[FEATURE] Add option to skip audit log in system.tag.write functions

I need to add previous value into the audit log, so I essentially need to create my own wrapper functions for the two system.tag.write* functions and insert my own entries into the audit log table to which I’ve added a new ACTION_VALUE_PREVIOUS field. These functions both write into the audit log though which I would like to be able to skip, like is possible with the system.db.*Update functions.

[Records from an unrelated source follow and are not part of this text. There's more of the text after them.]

PR #4657, opened 2015-11-30
[Bug Fix] Zotero/Mendeley credentials error redux

GageGaskins:
# Purpose
Old fix had a bug during importing from account in project settings page. This fix checks for valid credentials upon creating of node settings and tells user to fix in settings if something is wrong while disabling importing/deactivating account from project settings page.

### DIFF
--- a/website/addons/citations/provider.py
+++ b/website/addons/citations/provider.py
@@ -20,9 +20,12 @@ class CitationsProvider(object):
     def check_credentials(self, node_addon):
         valid = True
         try:
-            node_addon.api.client()
-        except HTTPError:
-            valid = False
+            node_addon.api.client
+        except HTTPError as err:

PS. I already have a feature suggestion for actually recording the previous values by default, but I assume adding a simple skipAudit argument to the existing function would be far simpler

Vote here:

Vote here for storing previous value by default:

1 Like

If you do your writes from a gateway context I believe they skip the auditing system. So you could make your wrapper use sendRequest.

I think we just route them to a [potentially] different audit profile based on Config -> Security -> General setting for Gateway Audit Profile:

Am I incorrect in thinking that a gateway timer script defined in my project also executes in the gateway context? Since upgrading to 8.1.18 all my timer scripts that use system.tag.write are logging to the audit log for my project. This is a regression for our system.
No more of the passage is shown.